Friendship ended with server development, now hardware is my best friend.

It's been a little while, my dear gemlog. Two weeks to be exact. In the meantime I've become disillusioned with trying to learn Node.js streams and add all sorts of bells and whistles to this capsule. I spent a few hours splitting the server parts from the request handlers, improving spec compliance, and trying to emulate Express. It worked but all of it was flashing a big red flag with "over-engineered" written on it. It feels like such a waste of time to try to make sense of this backend development stuff with TypeScript screaming at me constantly, while I could be just creating stuff. 50 lines of JavaScript is more than enough for a static server, and that's all I really need. All that crazy talk of middleware and session handling is behind me.

My next shiny thing is a Raspberry Pi Zero. This thing is so cute! I got a soldering kit and added its GPIO header. It was scary at first on such a tiny board, but it went surprisingly well. Never too late learn. The smell of burning solder brought back memories of my dad fixing our communist era cathode-ray TV, and of 12 year old me performing board-saving surgery on my ZX Spectrum clone, my first and only computer in the house at the time. The Pi Zero I got is not a W though, so the only way to access it besides hooking up a monitor and keyboard is to jack in to the serial UART, so I made sure to also grab a PL2303 usb thingy. It's a weird sort of joy to see terminal text loading at such a low baud rate. I also added a transparent case to it which makes it look pretty sleek!

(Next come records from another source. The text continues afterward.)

PR #3249, opened 2022-04-14
Switch "Body" column from hidden to simply not shown in default view

labkey-adam:
#### Rationale
The `Body` column of the `wiki.CurrentWikiVersions` and `wiki.AllWikiVersions` queries has been marked hidden to keep it out of the default view, since it doesn't format very well in a grid column. But hidden makes it too hard for most users to find, so switch to simply not showing it in the default view.


RosalineP (approved):
Nice, I like it! 
Manually tested.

Of course an RPi Zero is kind of useless by itself when you already own its bigger brother and are serving all sorts of random stuff off it. Also breadboards are cool and all to get a feel for the thing, but they look like a goddamn temporary tangle of a mess. I wanted something permanent, and potentially useful. My shopping list also included: tiny prototype PCBs, capacitors, resistors, sensors, connectors. Basically I went all out, to create a stockpile of parts but also make something I've been itching for for a while. After a couple of hours of soldering and a sore back, I'm now the proud owner of a tiny sensor array. Hooked it up to my big Pi and it's now obediently logging data, drawing a graph of all sensors and serving it over http. Huge success! The next step is to get the Zero connected to the rest of the world, and have it handle the sensor array instead.

Wonder when this lingering smell of solder smoke will go away.